YOUR OBJECTIVE >> If a line in the records below contains "should", copy that line.

Data excerpts >>
▬▬▬

PR #2575, opened 2019-10-11
Use $DBHOST (if set) instead 127.0.0.1 in database/*.sh (fixes #2564)

### LINKED ISSUE #2564: Database Shell scripts should respect $DBHOST environment variable
The `*.sh` scripts under [`database/`](https://github.com/huridocs/uwazi/tree/development/database/) don't seem to respect the `DBHOST` environment variable, and instead [hard-code `127.0.0.1` as the default](https://github.com/huridocs/uwazi/search?q=127.0.0.1&unscoped_q=127.0.0.1)?

This `DBHOST` does seem to be used at run-time though, according to [app/api/config/database.js](https://github.com/huridocs/uwazi/blob/development/app/api/config/database.js); and my PR #2563 proposes to officially document it. Would it therefore make sense to have the DB scripts support it as well out of the box?

This is a similar problem to  the older #1592 from @fititnt

This came up in the context of https://github.com/huridocs/uwazi/pull/2559.

@konzz @txau

vorburger:
fixes #2564

@fititnt @konzz @txau review?

### DIFF
--- a/database/admin_user.sh
+++ b/database/admin_user.sh
@@ -3,6 +3,9 @@
 parent_path=$( cd "$(dirname "${BASH_SOURCE[0]}")" ; pwd -P )
 cd "$parent_path"
 
-echo -e "\n\nDeleting ${1:-uwazi_development} database"
-mongo -host ${2:-127.0.0.1} ${1:-uwazi_development} --eval "db.users.drop()"
-mongorestore -h ${2:-127.0.0.1} blank_state/admin_user/ --db=${1:-uwazi_development}
+DB=${1:-uwazi_development}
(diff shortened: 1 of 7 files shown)


fititnt:
(Semi related comment https://github.com/huridocs/uwazi/pull/2559#issuecomment-541265594)

Did not stopped to do the full test (need to prepare again my full environment), but looking at the files, these changes should still work and not break old behavior.

Also, a different PR only for this change seems better than do on the #2559, since if make it more flexible on other places.

Let's wait for @konzz @txau etc just try this one just to be sure, in special if it breaks the CI in a deterministic way (aka regression compared to what was before)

▬▬▬

TASK ANSWER >>
### LINKED ISSUE #2564: Database Shell scripts should respect $DBHOST environment variable
Did not stopped to do the full test (need to prepare again my full environment), but looking at the files, these changes should still work and not break old behavior.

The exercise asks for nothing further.